Below are some entries. Repeat exactly the lines from the one with "When the circled" through the one with "PR #11484, opened 2015-07-26", and only those.

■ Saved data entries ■
*** Begin section ***

PR #11481, opened 2015-07-25
FindBar not working for case insensitive values

gitexperience:
It behaves differently from the very common searching methods. For ex- If you want to search "getResults" and you type "getresults" , it won't find anything . So , this patch actually fixes this.


abose:
@gitexperience it is working as expected when i tried it out.
image
When the circled `Aa` button is not pressed, a case insensitive search is performed.; and when it is pressed, a case sensitive search is performed. I see that it is working as expected.

gitexperience:
Ohh yes! I have disturbed my own local fork and that's why it is creating problem .With a new one it works fine for me too , so no use of that PR ..

PR #11484, opened 2015-07-26
Convert numbers to strings, so StringMatch can match it.

sprintr:
Converts `"number"` values into strings so `StringMatch.stringMatch` can match it. 

@abose This is critical to go with the release.

### DIFF
--- a/src/extensions/default/PrefsCodeHints/main.js
+++ b/src/extensions/default/PrefsCodeHints/main.js
@@ -281,6 +281,13 @@ define(function (require, exports, module) {
                     return null;
                 }
                 
+                // Convert integers to strings, so StringMatch.stringMatch can match it.
+                if (option.type === "number" || option.valueType === "number") {
+                    values = values.map(function (val) {
+                        return val.toString();
+                    });
+                }
+
                 // filter through the values.
                 hints = $.map(values, function (value) {
                     var match = StringMatch.stringMatch(value, query, stringMatcherOptions);
@@ -332,8 +339,7 @@ define(function (require, exports, module) {
             }
             
             // Put quotes around completion.
-            completion = quoteChar + completion;
-            completion = completion + quoteChar;
+            completion = quoteChar + completion + quoteChar;
             
             // Append colon and braces, brackets and quotes.
             if (!ctxInfo.shouldReplace) {


abose:
@sprintr what are the repercussions if we do not have this? what will break/not break. Could you give more details about the problems this pr addresses.
@nethip

sprintr:
`"number"` type preferences when `stringMatch`(ed) will through an `undefined is not a function` and also number type preferences were not matched because of this since `stringMatch` expects string values to match against a query.

Came across this while writing docs for #11200. Have sent them to you via slack.

abose:
OK, that is serious in that it would break brackets when trying to edit preferences file?

sprintr:
Run this in brackets console to see what error get produced.

```js
var StringMatch = require("utils/StringMatch");
StringMatch.stringMatch(1024, "10", {  preferPrefixMatches: true });
```

sprintr:
Yes it broke hints when you press enter. So this fixes that as well.

abose:
Thanks @sprintr . 
Re- GM an RC build is a tough thing to push to the stakeholders as it is an expensive/labour intensive process. Several teams(brackets-dev, Release engineering, LOC testing, international translation vendors) & Lot of manual testing is involved prior to an RC build of brackets.- so just wanted to give reasons to justify that.
@nethip has to make the call. 
If we are trigerring a rew release, I would also like to nominate #11485 - Health logs for find / replace in files, instant search usage.

nethip:
@sprintr How often do the users run into this use case? I did not understand the workflow with the `number` preference. Could you tell me what are the exact steps to repro this (from the user point of view). As @abose mentioned, the release tasks are quite laborious. If the frequency of someone running this issue is very minimal, I would nominate this for the next release.

sprintr:
I don't know any ext using number preference but since brackets supported that even before this feature I believe we should support it here as well. Right now it is broken.

nethip:
@sprintr OK! Could you mention the exact repro steps? Let me speak to the team and take an opinion.

sprintr:
You can copy any number type preference from the wiki page "'Preference code hints for developers". I am on phone so can't give exact steps to repro this

src/extensions/default/PrefsCodeHints/main.js
```diff
@@ -281,6 +281,13 @@ define(function (require, exports, module) {
                     return null;
                 }
                 
+                // Convert integers to strings, so StringMatch.stringMatch can match it.
+                if (option.type === "number" || option.valueType === "number") {
+                    values = values.map(function (val) {
```
nethip: @sprintr use `$.map(values, function (val) {` here.

sprintr: I guess raw ES5 should be faster

nethip: Ignore this. I think the one you have above should work fine.

sprintr:
@nethip Thanks for getting this in. When is the release scheduled?

nethip:
@sprintr No issues! Thanks for jumping in and fixing it. Really appreciate it. We are targeting today for doing the release.

sprintr:
It was nice to get this in time.

PR #302, opened 2021-12-03
change: favicon

nienna73:
## What's in this PR:
* new icon for the tab (the "m" was for Maskwacîs)


dwhieb (approved):
Neat! I like the new one.

aarppe:
I thought it was a Dalek until I found the actual file. At the very least we do now not appear beholden to any single community, which is a good thing.

PR #318, opened 2021-12-18
feat: import synthesized recordings

nienna73:
Import the synthesized wâpamêw paradigm from Dolores


aarppe:
@nienna73 does this mean that I could (soon) listen to synthesized Dolores in speech-DB? (if not in itwêwina yet)

nienna73:
Yes, the synthesized wapamew paradigm should be up later today. None of them have transcriptions yet, but we can solve that problem later.

PR #390, opened 2022-04-29
Semantic class

nienna73:
## What's in this PR:
Add support for sorting by semantic class. Also add the elicitation sheets so we can find the semantic class for many of the entries.


aarppe:
Just so that we don't forget, we need to recall that for some MD entries (pre-existing in the MD content or recorded as "new") we might have two RW classifications - one resulting from the elicitation sheets and another from Daniel's classification of CW content. The latter might not cover entirely the former, and it is not guaranteed that they always agree, in terms of semantic domain and/or specificity.

nienna73:
Yes, I have it set up so that a phrase can have more than one semantic class and a semantic class can come from a number of places.

PR #7, opened 2020-04-14
Fix timer issue

yzgr2:
if the next timer is deleted by current timer's callback function,
the timer list is broken.


rzr:
please forward your patch upstream at:

https://iotivity.org/get-involved

WAvdBeek:
this problem is already solved on master

Issue #20, opened 2021-05-12
Blockwise timeout notify 503 not working properly for GET requests


WAvdBeek:
Blockwise timeout notify 503 not working properly for GET requests
For some reason I'm not able to fork and create a pull request (it is disabled), but I've found that there is an error in engine.c.

In blockwise operations, the mid is updated for each new block, thus the response_buffer's mid needs to be updated on each block. For GET operations, the response_buffer mid is updated correctly but the client_cb mid is not see here.

If there is a timeout (see here) oc_ri_free_client_cbs_by_mid is called. This function is supposed to notify with 503 the response handler. However, since cb->mid hasn't been updated with the new blocks mid, the transaction id is diferent and thus it doesn't notify the handler.

The solution would be to simply add the following: if(client_cb) client_cb->mid = response_mid; right after/before this.

If someone can explain how I can fork and do a pull request (maybe I just need permissions) I'll gladly do a pull request :)

DavidMarquezF:
I believe it can be closed now

PR #28, opened 2021-05-12
Fix blockwise response timeout

DavidMarquezF:
Fixes issue #20


WAvdBeek:
Hi David,
do you agree with the Contributor License Agreement?: Apache 2.0

DavidMarquezF:
> Hi David,
> do you agree with the Contributor License Agreement?: Apache 2.0

Yes

PR #42, opened 2021-05-31
api: fix oc_delayed_delete_resource function

Danielius1922:
Do not invoke oc_cloud_delete_resource directly
in oc_server_api.c, because not all targets link
with oc_cloud source code. Instead assign
oc_cloud_delete_resource to global pointer if
cloud is enabled and invoke this pointer (if set).

### DIFF
--- a/include/oc_api.h
+++ b/include/oc_api.h
@@ -1153,24 +1153,6 @@ bool oc_add_resource(oc_resource_t *resource);
 bool oc_delete_resource(oc_resource_t *resource);
 
 /**
- * @brief Callback invoked on resource before it is deleted by
- * oc_delayed_delete_resource.
- *
- * @param resource Resource to be deleted
- */
-typedef void (*oc_delete_resource_cb_t)(oc_resource_t *resource);
-
-/**
- * Sets the callback that gets invoked by oc_delayed_delete_resource
- * before each resource is deleted.
- *
- * @param callback The callback to set or NULL to unset it. If the function
- *                 is invoked a second time, then the previously set callback is
- *                 simply replaced.
- */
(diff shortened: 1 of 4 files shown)


Danielius1922:
@ondrejtomcik @jkralik

ondrejtomcik (approved):

ondrejtomcik (approved):

include/oc_api.h
```diff
@@ -1152,6 +1152,24 @@ bool oc_add_resource(oc_resource_t *resource);
...
+
+/**
+ * Sets the callback that gets invoked by oc_delayed_delete_resource
+ * before each resource is deleted.
+ *
+ * @param callback The callback to set or NULL to unset it. If the function
+ *                 is invoked a second time, then the previously set callback is
+ *                 simply replaced.
+ */
+void oc_set_on_delayed_delete_resource_cb(oc_delete_resource_cb_t callback);
```
jkralik, line 1171: I think this call belows to internal API. Because if user use it `cloud_init` override it.

WAvdBeek: if this is only for cloud, then I think this should be encapsulated with ifdefs

Danielius1922: > if this is only for cloud, then I think this should be encapsulated with ifdefs

Yeah, currently invoked only from cloud_init, so it can be ifdef-ed. It will be 4 ifdefs (whole header, include, static variable and invocation) and ifdefs worsen readability. Do we think it's worth it?

WAvdBeek: yes it is worth it...
we like to keep the code (without client) as small as possible)

jkralik (approved):

WAvdBeek (approved):

PR #47, opened 2021-06-03
Fix: While retrying to connect to the cloud, keep last error to CLOUD_OK

### LINKED ISSUE #35: Regression in test 1.4.5
This is regression with testing with CTT
commits 66faa4ab - eb95cf48 caused issue in test 1.4.5 Cloud: Last Error Code
Please see the logs:
CTT_Logs_Archive__3_.zip
It's in parts:

"Test IUT has to access non-existing cloud" and "Test create account return 4.01"

It could be reproduced every time.

FYI @mkettrick @Wouter

Hello,
before this change the cps was set to failed right after the first failure https://gitlab.iotivity.org/iotivity/iotivity-lite/-/blob/137c690a4d73d7979f5f12b7f1edbe42ee52c13d/api/cloud/oc_cloud_manager.c#L220 but the provisioning didn't failed until the retry count is over, therefore it has been updated to report registering status until the retry count is zero https://gitlab.iotivity.org/iotivity/iotivity-lite/-/blob/master/api/cloud/oc_cloud_manager.c#L216
This is described in OCF Device To Cloud Service Specification v 2.1.0 6.2.3.2.3  ... Device shall transition to the "failed" state, unless the Device autonomously re-attempts the registration ...
So this means that the test must be updated and not the implementation, right?
FYI @ondrejtomcik @jkralik

Hi All.
please use tag 2.2.3 of Iotivity of testing.
note that that master has already progressed, hence seeing this failure.
it still needs to be fixed for a future iotivity/ctt release (on the CTT side).

I've checked and tag 2.2.3 pass all of the testcases.
Which branch, tag, shall we use for the Night builds for regression testing?
When I asked this question last time I get answer that we should use master

Hi Marek,
yes, the master should be used for regression testing.
so this is a new CTT issue due to code changes after releasing 2.2.3.
Note that gitlab will be retired soon.
please start using https://github.com/iotivity/iotivity-lite master
note this github repo is now currently synced from gitlab.

Oxymoron79:
While retrying to connect to the cloud, keep last error to `CLOUD_OK`
This should fix #35 

@jkralik @WAvdBeek @ondrejtomcik

### DIFF
--- a/api/cloud/oc_cloud_manager.c
+++ b/api/cloud/oc_cloud_manager.c
@@ -213,7 +213,8 @@ error:
     cloud_set_cps_and_last_error(ctx, OC_CPS_FAILED, CLOUD_ERROR_RESPONSE);
   } else {
     ctx->store.status |= OC_CLOUD_FAILURE;
-    cloud_set_cps(ctx, OC_CPS_REGISTERING);
+    // While retrying, keep last error (clec) to CLOUD_OK
+    cloud_set_cps_and_last_error(ctx, OC_CPS_REGISTERING, CLOUD_OK);
   }
   return -1;
 }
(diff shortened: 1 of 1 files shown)


jkralik (approved):

jkralik:
Pls, could you review and merge it @WAvdBeek ? Thx

PR #48, opened 2021-06-07
Persist cloud store after cps and last_error were reset.

Oxymoron79:
It could happen, that after a `OC_RESET` the cloud store does not reset the values for `cps` (i.e. the reset value for `cps` is only in memory). That can cause the cloud manager to enter a wrong state, when the iotivity-lite server is restarted.

This PR fixes the issue.

Pleaes review: @jkralik


jkralik (approved):

jkralik:
@WAvdBeek could you merge it ? Thx

WAvdBeek (approved):

PR #56, opened 2021-06-22
linux: don't set SO_REUSEADDR for random port

jkralik:
system always peak free port and when SO_REUSEADDR is set, then multiple
process of device with small chance system can peak same port.
eg for 1000 process it is cca 20ports - replicated via docker.

### DIFF
--- a/port/linux/ipadapter.c
+++ b/port/linux/ipadapter.c
@@ -1315,11 +1315,6 @@ connectivity_ipv4_init(ip_context_t *dev)
     OC_ERR("setting pktinfo IPv4 option %d\n", errno);
     return -1;
   }
-  if (setsockopt(dev->server4_sock, SOL_SOCKET, SO_REUSEADDR, &on,
-                 sizeof(on)) == -1) {
-    OC_ERR("setting reuseaddr option %d", errno);
-    return -1;
-  }
   if (bind(dev->server4_sock, (struct sockaddr *)&dev->server4,
            sizeof(dev->server4)) == -1) {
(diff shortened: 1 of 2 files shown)


jkralik:

port/linux/ipadapter.c
```diff
@@ -1344,11 +1339,6 @@ connectivity_ipv4_init(ip_context_t *dev)
     OC_ERR("setting pktinfo IPv4 option %d\n", errno);
     return -1;
   }
-  if (setsockopt(dev->mcast4_sock, SOL_SOCKET, SO_REUSEADDR, &on, sizeof(on)) ==
```
WAvdBeek, line 1347: are you sure that the multicast socket is not fixed?

jkralik: No. this a bug - multicast socket must use `SO_REUSEADDR`. - Fixed

Danielius1922 (approved):

WAvdBeek:
Hi Josef.

just to be sure: did you run 2 devices on the same PC?
(you already confirmed that a single device is running, but this change is about reusing ports)

jkralik:
> 
> 
> Hi Josef.
> 
> just to be sure: did you run 2 devices on the same PC?
> (you already confirmed that a single device is running, but this change is about reusing ports)

I tested it with docker 1000 devices on the same PC. Without the patch I was able discover cca 980 devices because some devices shared ports.

WAvdBeek (approved):

ondrejtomcik (approved):

PR #64, opened 2021-07-24
Obt python

khaefner:
This is the first PR for the OBT web UI.


khaefner:
I'm going to delete this PR and replace it with a new one...I've done so many changes externally to make merging very difficult.

PR #65, opened 2021-07-27
Test App for TV Apps and Action Pattern

marktrayer:


WAvdBeek:
Hi Mark,

is there a change to the makefile?

PR #71, opened 2021-08-12
fix: during the wait for closing TLS connection, drop commands

jkralik:
When factory reset occurs, the device waits(2s) for closing TLS
connections. And during these 2s someone starts owning the device
again, he fails because the device closes all connections including
owning connection. For that, we drop all commands which come for
that time.

FYI: @ondrejtomcik, @Danielius1922

### DIFF
--- a/api/oc_main.c
+++ b/api/oc_main.c
@@ -64,6 +64,13 @@
 
 #include "oc_main.h"
 
+#ifdef OC_DYNAMIC_ALLOCATION
+#include <stdlib.h>
+static bool *drop_commands;
+#else  /* OC_DYNAMIC_ALLOCATION */
+static bool drop_commands[OC_MAX_NUM_DEVICES];
+#endif /* !OC_DYNAMIC_ALLOCATION */
+
 static bool initialized = false;
 static const oc_handler_t *app_callbacks;
 static oc_factory_presets_t factory_presets;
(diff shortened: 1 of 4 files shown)


api/oc_main.c
```diff
@@ -225,6 +232,12 @@ oc_main_init(const oc_handler_t *handler)
     oc_shutdown_all_devices();
     goto err;
   }
+#ifdef OC_DYNAMIC_ALLOCATION
+  drop_commands = (bool *)calloc(1, sizeof(bool));
```
Danielius1922, line 236: Is allocating memory just for one bool sufficient, shouldn't it be

```
calloc(OC_MAX_NUM_DEVICES, sizeof(bool));
```

?

jkralik: Fixed

ondrejtomcik (approved):

Danielius1922 (approved):

api/oc_main.h
```diff
@@ -39,6 +39,9 @@ typedef struct oc_random_pin_t
 
 bool oc_main_initialized(void);
 
+void oc_set_drop_commands(size_t device, bool drop);
```
WAvdBeek, line 42: please document what these new functions are doing

jkralik: Added.

WAvdBeek (approved):

marktrayer (approved):

PR #38, opened 2021-05-25
Jakarta

WAvdBeek:
Jakarta features

PR #72, opened 2021-08-13
api/cloud: include short tokens in deregister query

Danielius1922:
Some older cloud implementations expect the deregister
requests to have access token in the query otherwise
they regard the request as invalid. To support such
implementations we append the token to query if
the overall size of the request header is shorter
or equal to COAP_MAX_HEADER_SIZE.

### DIFF
--- a/api/cloud/oc_cloud_apis.c
+++ b/api/cloud/oc_cloud_apis.c
@@ -267,10 +267,29 @@ cloud_deregister(cloud_api_param_t *p)
 
   OC_DBG("try deregister");
   bool cannotConnect = true;
+  // This value is calculated by coap_oscore_serialize_message for deregister
+  // message with empty query parameters. The value should remain the same
+  // unless some global options are added to coap requests.
+  // The deregister request won't be sent if the total size of its header is
+  // greater than COAP_MAX_HEADER_SIZE, so we must ensure that the query
+  // is not too large.
+  // Some older cloud implementations require tokens in deregister requests.
+  // To facilitate support for such implementations we append access token
+  // to the request query if the resulting query size is within the limit.
+  #define DEREGISTER_EMPTY_QUERY_HEADER_SIZE 38
+  oc_string_t query = cloud_access_deregister_query(oc_string(ctx->store.uid),
+    oc_string(ctx->store.access_token), /*device*/0);
+  size_t query_size = oc_string_len(query);
+  oc_free_string(&query);
+  const char* access_token = NULL;
+  if (DEREGISTER_EMPTY_QUERY_HEADER_SIZE + query_size <= COAP_MAX_HEADER_SIZE) {
+    access_token = oc_string(ctx->store.access_token);
+  }
   if (oc_string(ctx->store.ci_server) && conv_cloud_endpoint(ctx) == 0 &&
       cloud_access_deregister(ctx->cloud_ep,
                               oc_string(ctx->store.uid),
-                              0,
+                              access_token,
+                              /*device*/0,
                               cloud_deregistered_internal,
                               p)) {
     cannotConnect = false;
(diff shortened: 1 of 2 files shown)


api/cloud/oc_cloud_apis.c
```diff
@@ -267,10 +267,29 @@ cloud_deregister(cloud_api_param_t *p)
...
+  const char* access_token = NULL;
+  if (DEREGISTER_EMPTY_QUERY_HEADER_SIZE + query_size <= COAP_MAX_HEADER_SIZE) {
+    access_token = oc_string(ctx->store.access_token);
+  }
   if (oc_string(ctx->store.ci_server) && conv_cloud_endpoint(ctx) == 0 &&
       cloud_access_deregister(ctx->cloud_ep,
                               oc_string(ctx->store.uid),
-                              0,
+                              access_token,
+                              /*device*/0,
```
jkralik, line 292: why there is 0 instead of the device?

api/cloud/oc_cloud_apis.c
```diff
@@ -472,8 +491,38 @@ cloud_access_register(oc_endpoint_t *endpoint, const char *auth_provider,
   return oc_do_post();
 }
 
+oc_string_t
+cloud_access_deregister_query(const char *uid, const char *access_token, size_t device)
+{
+  oc_string_t q_uid;
```
jkralik, line 497: pls initialization to zero value

api/cloud/oc_cloud_apis.c
```diff
@@ -472,8 +491,38 @@ cloud_access_register(oc_endpoint_t *endpoint, const char *auth_provider,
...
+  oc_string_t q_di;
+  oc_concat_strings(&q_di, "&di=", uuid);
+  oc_string_t q_uid_di;
+  oc_concat_strings(&q_uid_di, oc_string(q_uid), oc_string(q_di));
+  oc_free_string(&q_uid);
+  oc_free_string(&q_di);
+
+  oc_string_t q_uid_di_at;
+  if (access_token != NULL) {
+    oc_string_t q_at;
```
jkralik, line 511: pls initialization to zero value

api/cloud/oc_cloud_apis.c
```diff
@@ -472,8 +491,38 @@ cloud_access_register(oc_endpoint_t *endpoint, const char *auth_provider,
...
+  char uuid[OC_UUID_LEN] = { 0 };
+  oc_uuid_to_str(oc_core_get_device_id(device), uuid, OC_UUID_LEN);
+  oc_string_t q_di;
+  oc_concat_strings(&q_di, "&di=", uuid);
+  oc_string_t q_uid_di;
+  oc_concat_strings(&q_uid_di, oc_string(q_uid), oc_string(q_di));
+  oc_free_string(&q_uid);
+  oc_free_string(&q_di);
+
+  oc_string_t q_uid_di_at;
```
jkralik, line 509: pls initialization to zero value

api/cloud/oc_cloud_apis.c
Danielius1922: Not really sure, but looking in my original commit ( https://github.com/iotivity/iotivity-lite/pull/38/commits/c91cba16ae488be908d0217cd667e5a3f36649f6 ) it seems that the value for device has been always zero.

api/cloud/oc_cloud_apis.c
Danielius1922: I don't think it's necessary, `oc_concat_strings` creates a new `oc_string_t` from the second and third argument and saves it the first argument, essentially it's an initializer.

api/cloud/oc_cloud_apis.c
jkralik: could you change it to the device?

jkralik (commented):
pls just use the device instead of 0 and @WAvdBeek as a reviewer.

api/cloud/oc_cloud_apis.c
Danielius1922: Which value shoud I use though, ctx->store.device?

jkralik: yes

WAvdBeek (approved):

PR #92, opened 2021-09-01
Add CMake Buildsystem

tiniuclx:
This pull request:

- adds a CMake build system capable of building Iotivity-Lite on UNIX and Windows (tested using the Visual Studio project generator)
- adds `format` target, which will run `clang-format` locally & apply the changes to your working directory

Iotivity is set up to be built on all platforms, but only the Windows & Linux ports are built by CMake. Ports for other platforms must provide their own `iotivity-port` CMake target that the rest of the code links against.

### DIFF
--- a/apps/CMakeLists.txt
+++ b/apps/CMakeLists.txt
@@ -33,4 +33,5 @@ target_link_libraries(simpleclient
 )
 file(MAKE_DIRECTORY ${PROJECT_BINARY_DIR}/simpleclient_creds)
 
+# include file used to compile the Device Builder application
 include(device-builder.cmake OPTIONAL)
--- a/apps/CMakeLists.txt
+++ b/apps/CMakeLists.txt
@@ -24,7 +24,7 @@ if(UNIX)
         ${iotivity-lite_SOURCE_DIR}/api/oc_introspection.c
     )
     target_link_libraries(simpleclient
-        iotivity-client
+        iotivity-server-client
     )
     file(MAKE_DIRECTORY ${PROJECT_BINARY_DIR}/simpleclient_creds)
 
--- a/apps/CMakeLists.txt
+++ b/apps/CMakeLists.txt
@@ -9,6 +9,7 @@ target_link_libraries(simpleserver
     pthread
     m
 )
+file(MAKE_DIRECTORY ${PROJECT_BINARY_DIR}/simpleserver_creds)
 
 add_executable(simpleserver_pki
     ${PROJECT_SOURCE_DIR}/simpleserver_pki.c
@@ -19,6 +20,7 @@ target_link_libraries(simpleserver_pki
     pthread
     m
 )
+file(MAKE_DIRECTORY ${PROJECT_BINARY_DIR}/simpleserver_pki_creds)
 
 add_executable(simpleclient
     ${PROJECT_SOURCE_DIR}/simpleclient.c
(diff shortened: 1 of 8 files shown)


WAvdBeek (approved):

apps/CMakeLists.txt
```diff
@@ -0,0 +1,66 @@
...
+    )
+    file(MAKE_DIRECTORY ${PROJECT_BINARY_DIR}/simpleclient_creds)
+endif()
+
+# copy credentials, used by example applications.
+add_custom_target(copy-pki-certs ALL
+    COMMAND ${CMAKE_COMMAND} -E copy_directory
+    ${PROJECT_SOURCE_DIR}/pki_certs
+    ${PROJECT_BINARY_DIR}/pki_certs
+)
```
CiaranWoodward, line 66: I don't think this does as intended. This adds the copy operation to the 'all' target so that when you type for instance ``make`` or ``make all``, this operation is executed. But if you type ``make simpleclient`` or any other specific target, it will not be.

The solution to this is one of:
- Just copy the entire directory at configure time (I think this makes the most sense and is simplest)
  - use ``execute_process`` for this
- Add this target as a dependency of every application target or the pki library (not recommended, custom targets are always out of date)
- use ``add_custom_command(TARGET <target_here> POST_BUILD COMMAND <command here>`` to run the command every time a certain target is built (such as one of the core libraries)

onboarding_tool/CMakeLists.txt
```diff
@@ -0,0 +1,21 @@
...
+    add_executable(onboarding_tool
+        ${PROJECT_SOURCE_DIR}/obtmain.c
+        ${iotivity-lite_SOURCE_DIR}/api/oc_introspection.c
+    )
+
+    target_link_libraries(onboarding_tool
+        iotivity-client
+    )
+
+    file(MAKE_DIRECTORY ${PROJECT_BINARY_DIR}/onboarding_tool_creds)
```
CiaranWoodward, line 13: It seems odd that this is required everywhere, does the application not make its own directories?

onboarding_tool/CMakeLists.txt
```diff
@@ -0,0 +1,21 @@
...
+
+    # copy credentials
+    add_custom_target(copy-pki-certs-obt ALL
+        COMMAND ${CMAKE_COMMAND} -E copy_directory
+        ${iotivity-lite-apps_SOURCE_DIR}/pki_certs
+        ${PROJECT_BINARY_DIR}/pki_certs
+    )
```
CiaranWoodward, line 20: Same here

CiaranWoodward (changes requested):
Looks great! Hopefully will be much nicer to maintain and extend than the makefiles. I imagine github-actions support to make sure it continues to work is coming in future?

Couple of comments inline, but nothing that is fundamentally wrong if we need to merge it quickly.

onboarding_tool/CMakeLists.txt
CiaranWoodward: That seems very odd, as you then can't run the application from a different folder or move it, but I guess this solves the problem for now 👍

apps/CMakeLists.txt
tiniuclx: The problem is that we want to make sure that the certs in the build dir update whenever the certs in the source dir update. I am not sure that `execute_process` accomplishes this. I don't really think we lose anything by copying the certs more frequently than strictly necessary. Thoughts?

PR #105, opened 2021-09-07
Workaround to avoid infinite loop when no query parms are present in a

marktrayer:
retrieve to /oic/res


SiMet:
I check this branch with the CTT and I'm able to discover Iotivity.
Looks like your changes fixed the issue.

tiniuclx (approved):

PR #1743, opened 2016-07-17
Fixes #1472

### LINKED ISSUE #1472: 1.5: AR/AP Transaction -> Print errors on HTML and CSV formats
The code behind the AR/AP transaction Print button doesn't support other formats than PDF and Postscript, even though the dropdown also shows HTML and CSV...

einhverfr:


einhverfr:
Hmmm this apparently is not needed for 1.4 bcause we added the create_links call in 1.5.  However it adds a little bit of code safety to that call.  I am moving the ticket back to 1.5-tc1

PR #1744, opened 2016-07-17
* Alternative solution which doesn't require a timer

ehuelsmann:
And fixes my comment about the "Save password" button saving the preferences too.


ehuelsmann:
Re #1742

Issue #1745, opened 2016-07-17
contact form not displaying users


einhverfr:
When I try to render a form with a user, I get a blank.

PR #1746, opened 2016-07-17
Fixing #1745

einhverfr:


einhverfr:
This probably fixes a fairly large number of bugs.....

Issue #1148, opened 2015-12-23
LedgerSMB::Scripts::setup.pm untranslated strings


ehuelsmann:
While checking the results from the new translated-strings scanner, this error appears:

./LedgerSMB/Scripts/setup.pm:178: text() called with non string first argument; resetting scan (consider using maketext() directly!)

However, the strings referenced at that line ($dispatch_entry->{$field}), isn't marked for translation (it's an entry from @login_actions_dispatch_table defined on LedgerSMB/Scripts/setup.pm:93.

einhverfr:
This is trivial to fix actually.  Will fix it now, for rc1

einhverfr:
In the process I am removing pre-1.2 support from the dispatch table.

einhverfr:
there's also a bug here.
translating next_action is quite definitely unsafe.

ehuelsmann:
You mean 1.0 and 1.1? Or 1.2 as well?

einhverfr:
sorry, I mean 1.1.x and before.  Sorry for that.

einhverfr:
Also removed 1.3 betas from the dispatch table too.
1.2 and 1.3 still show up correctly.

PR #1749, opened 2016-07-17
Fixing #1148

einhverfr:
Additionally removes detection for lsmb 1.0 and 1.3 betas.


einhverfr:
sorry that is 1.0, not 1.x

*** End section ***

■ Response area ■
When the circled `Aa` button is not pressed, a case insensitive search is performed.; and when it is pressed, a case sensitive search is performed. I see that it is working as expected.

gitexperience:
Ohh yes! I have disturbed my own local fork and that's why it is creating problem .With a new one it works fine for me too , so no use of that PR ..

PR #11484, opened 2015-07-26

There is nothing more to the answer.